Saved data entries:
PR #12778, opened 2020-03-29
{Extension} insert extension directory in head of sys.path

### LINKED ISSUE #12062: CLI calls the wrong version SDK when a different version SDK is installed in current pyenv

**Describe the bug**
Details are in https://github.com/microsoft/MLOpsPython/issues/136

**To Reproduce**
NOTE: to repro the error reported in https://github.com/microsoft/MLOpsPython/issues/136 you will need more setup, such as creating ML workspace, register a model etc. The following repro step is simplified. You won't see an error but you will see the symptom of different version SDK is loaded.

step 1: install latest azure-cli-ml: az extension add -n azure-cli-ml (or az extension update -n azure-cli-ml). 
   You should get version 1.0.85. SDK version is correct as you can see from 
      $HOME/.azure/cliextensions/azure-cli-ml/azureml_core*

step 2: create a pyenv, can be conda, venv, doesn't matter. I use venv
    python -m venv test-venv
    source test-venv/bin/activate

step 3: install a different version of azureml-core
    pip install azureml-core==1.0.79

step 4: run an ml CLI command:  az ml workspace list -g abc --debug (doesn't matter whether resource group abc exists or not)
    In the debug level log, you will see SDK 1.0.79 is loaded (you will see 'azureml-core 1.0.79' in debug output)

In the real error case, there is a change in azureml-core 1.0.81 which introduces a new required parameter.

**Expected behavior**

**Environment summary**

**Additional context**

fengzhou-msft:
Fix #12062.
The extension directory was appended to the sys.path, and the virtual env site-package directory was in front of it. So CLI will load the SDK installed in the virtual env instead of the one in extension directory. Now we put extension directory in front position of sys.path to be loaded priorly.

**Testing Guide**  

**History Notes:**  

---

### DIFF
--- a/src/azure-cli-core/azure/cli/core/__init__.py
+++ b/src/azure-cli-core/azure/cli/core/__init__.py
@@ -228,7 +228,7 @@ class MainCommandsLoader(CLICommandsLoader):
                         continue
                     ext_name = ext.name
                     ext_dir = ext.path or get_extension_path(ext_name)
-                    sys.path.append(ext_dir)
+                    sys.path.insert(0, ext_dir)
                     try:
                         ext_mod = get_extension_modname(ext_name, ext_dir=ext_dir)
                         # Add to the map. This needs to happen before we load commands as registering a command
--- a/src/azure-cli-core/azure/cli/core/extension/operations.py
+++ b/src/azure-cli-core/azure/cli/core/extension/operations.py
@@ -339,7 +339,7 @@ def reload_extension(extension_name, extension_module=None):
 
 def add_extension_to_path(extension_name, ext_dir=None):
     ext_dir = ext_dir or get_extension(extension_name).path
-    sys.path.append(ext_dir)
+    sys.path.insert(0, ext_dir)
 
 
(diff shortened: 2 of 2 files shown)


yonzhan:
add to S167

yungezz:
hi @fengzhou-msft when user is using venv, it's by design all packages should be loaded from venv, right? Will sync with you offline on this.

jiasli:
FYI, I debugged into 
https://github.com/Azure/azure-cli/blob/34f9033b96e6ea31f82626a9f2b152c1a061300e/src/azure-cli-core/azure/cli/core/__init__.py#L231
`ext_dir` is like `'C:\\Users\\jiasli\\.azure\\cliextensions\\support'`. 

In that case, if two extensions contain the same SDK but with different versions, it will still has conflict. So as an ultimate solution, the extension should vendor and rename the SDK or put it under `vendored_sdks` to avoid the conflict.

jiasli:
Another concern is that

PR #12813, opened 2020-03-31
[Batch] Update Batch API

bgklein:

### DIFF
--- a/src/azure-cli/azure/cli/command_modules/batch/_parameter_format.py
+++ b/src/azure-cli/azure/cli/command_modules/batch/_parameter_format.py
@@ -23,7 +23,8 @@ BASIC_TYPES = {
 
 # Parameters that we want to be present in the namespace, but not exposed to the user as arguments
 SILENT_PARAMETERS = [
-    'pool.virtual_machine_configuration.image_reference'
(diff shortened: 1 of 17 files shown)


yonzhan:
add to S168

src/azure-cli/HISTORY.rst
```diff
@@ -60,6 +60,10 @@ Release History
 * Added support for Backing up OS Disks only
 * Added restore-as-unmanaged-disk parameter to specify unmanaged restore
 
+**Batch**
+* az batch pool create: Added support to specify --disk-encryption-targets
+* Update Python SDK dependency to 9.0
```
qwordy, line 65: It is no longer required to add history notes here.
Instead, put it in PR title or add them to description of PR. Azure CLI will generate history notes automatically when releasing a new version.

bgklein:
With the new azdev setup those tests will only record the old help text until the CLI is actually released. Don't think its really needed anymore as well.

bgklein:
@qwordy Should be good for merge unless there are any new CLI steps we missed

qwordy:
> 
> 
> @qwordy Should be good for merge unless there are any new CLI steps we missed

Done

Issue #11909, opened 2020-01-20
“Az Snapshot Create” fails with 404 when the Managed Disk and Resource Group locations are different.


RishiMaini:
“Az Snapshot Create” fails with 404 when the Managed Disk and Resource Group locations are different.

Steps to repro 
===============
Create a Resource Group in location 1

Create a managed disk under the same Resource Group but the Managed disk location should be different from Resource Group location.

Now if you try to create a Snapshot of the Disk using “Az Snapshot Create”, it will fail with 404 error.

Same operation works either through PowerShell or directly from portal.

abc@Azure:~$ az snapshot create -g "DiskRG" -n "Snap99" --source "testdisk2"
**Resource testdisk2 is not found.**

Looks like Az Snapshot is checking for Disk existence under the Resource Group location rather than actual disk location.

Expectation is that CLI command should also work fine independent of Resource Group and Disk location, just like PowerShell and Portal.

This is same issue as https://github.com/Azure/azure-cli/issues/9233 which was closed earlier without further research.

yonzhan:
issue labelled.

qwordy:
I reproduce the problem using the following code.
```
az group create -g fyrg1 -l westus
az disk create -g fyrg1 -n d1 --size-gb 10 -l eastus
az snapshot create -g fyrg1 -n s1 --source d1
```
Some logs of `snapshot create` command
```
Request URL: 'https://management.azure.com/subscriptions/0b1f6471-1bf0-4dda-aec3-cb9272f09590/resourceGroups/fyrg1/providers/Microsoft.Compute/snapshots/s1?api-version=2019-07-01'
Request body:
{"location": "westus", "tags": {}, "sku": {"name": "Standard_LRS"}, "properties": {"hyperVGeneration": "V1", "creationData": {"createOption": "Copy", "sourceResourceId": "/subscriptions/0b1f6471-1bf0-4dda-aec3-cb9272f09590/resourceGroups/fyrg1/providers/Microsoft.Compute/disks/d1"}}}
Response content:
{
  "error": {
    "code": "NotFound",
    "message": "Resource d1 is not found."
  }
}
```
Azure CLI doesn't have location limitation in this command. In this example, it sends request to service and gets an error from service. I am not very familiar with PowerShell. Can you share PowerShell commands? Or can you paste HTTP request of PowerShell snapshot create command from log if the log has this info? Thank you!

RishiMaini:
[...]

PR #12828, opened 2020-04-01
{Compute} Update help of disk/snapshot create

qwordy:
#11909 
Describe --location more precisely. Tell users it will inherit from location of resource group if not specified. There are many other commands do not state it explicitly. And we can't modify it in global parameter definition because inheritance from location of resource group is a customized behavior of each command.

**Testing Guide**  
`az disk create -h`
`az snapshot create -h`

**History Notes:**  

---

### DIFF
--- a/src/azure-cli/azure/cli/command_modules/vm/_params.py
+++ b/src/azure-cli/azure/cli/command_modules/vm/_params.py
@@ -118,6 +118,7 @@ def load_arguments(self, _):
             c.argument('encryption_type', min_api='2019-07-01', arg_type=get_enum_type(self.get_models('EncryptionType')),
                        help='Encryption type. EncryptionAtRestWithPlatformKey: Disk is encrypted with XStore managed key at rest. It is the default encryption type. EncryptionAtRestWithCustomerKey: Disk is encrypted with Customer managed key at rest.')
             c.argument('disk_encryption_set', min_api='2019-07-01', help='Name or ID of disk encryption set that is used to encrypt the disk.')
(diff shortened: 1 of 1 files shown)


src/azure-cli/azure/cli/command_modules/vm/_params.py
```diff
@@ -118,6 +118,7 @@ def load_arguments(self, _):
             c.argument('encryption_type', min_api='2019-07-01', arg_type=get_enum_type(self.get_models('EncryptionType')),
                        help='Encryption type. EncryptionAtRestWithPlatformKey: Disk is encrypted with XStore managed key at rest. It is the default encryption type. EncryptionAtRestWithCustomerKey: Disk is encrypted with Customer managed key at rest.')
             c.argument('disk_encryption_set', min_api='2019-07-01', help='Name or ID of disk encryption set that is used to encrypt the disk.')
+            c.argument('location', help='Location. Values from: `az account list-locations`. You can configure the default location using `az configure --defaults location=<location>`. If location is not specified and no default location specified, location will be automatically set as same as the resource group.')
```
arrownj, line 121: Should we start a session to align all the location definitions in different modules? I found that there are some modules which also have their own definition, and obviously here is another different definition.

qwordy: I agree with you. I opened another issue to track it.
This PR will focus on problem of this specific command reported by customer.

yonzhan:
Compute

== TO DO ==
Having output the line that contains "step 4: run", stop. Every line before it, back to the first line of the data, must be reproduced exactly.

== EXPECTED ANSWER ==
PR #12778, opened 2020-03-29
{Extension} insert extension directory in head of sys.path

### LINKED ISSUE #12062: CLI calls the wrong version SDK when a different version SDK is installed in current pyenv

**Describe the bug**
Details are in https://github.com/microsoft/MLOpsPython/issues/136

**To Reproduce**
NOTE: to repro the error reported in https://github.com/microsoft/MLOpsPython/issues/136 you will need more setup, such as creating ML workspace, register a model etc. The following repro step is simplified. You won't see an error but you will see the symptom of different version SDK is loaded.

step 1: install latest azure-cli-ml: az extension add -n azure-cli-ml (or az extension update -n azure-cli-ml). 
   You should get version 1.0.85. SDK version is correct as you can see from 
      $HOME/.azure/cliextensions/azure-cli-ml/azureml_core*

step 2: create a pyenv, can be conda, venv, doesn't matter. I use venv
    python -m venv test-venv
    source test-venv/bin/activate

step 3: install a different version of azureml-core
    pip install azureml-core==1.0.79

step 4: run an ml CLI command:  az ml workspace list -g abc --debug (doesn't matter whether resource group abc exists or not)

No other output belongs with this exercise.